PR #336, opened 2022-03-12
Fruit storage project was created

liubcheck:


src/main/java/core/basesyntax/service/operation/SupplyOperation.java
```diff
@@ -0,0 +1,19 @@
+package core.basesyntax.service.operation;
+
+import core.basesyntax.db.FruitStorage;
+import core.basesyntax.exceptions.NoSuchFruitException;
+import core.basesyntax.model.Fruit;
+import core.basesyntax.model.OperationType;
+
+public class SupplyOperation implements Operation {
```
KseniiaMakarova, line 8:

┄┄┄┄┄┄┄┄┄┄

→ **WHAT THE TASK ASKS**
The answer must be a verbatim transcription of all the entries.

→ **EXERCISE SOLUTION**
PR #336, opened 2022-03-12
Fruit storage project was created

liubcheck:


src/main/java/core/basesyntax/service/operation/SupplyOperation.java
```diff
@@ -0,0 +1,19 @@
+package core.basesyntax.service.operation;
+
+import core.basesyntax.db.FruitStorage;
+import core.basesyntax.exceptions.NoSuchFruitException;
+import core.basesyntax.model.Fruit;
+import core.basesyntax.model.OperationType;
+
+public class SupplyOperation implements Operation {
```
KseniiaMakarova, line 8:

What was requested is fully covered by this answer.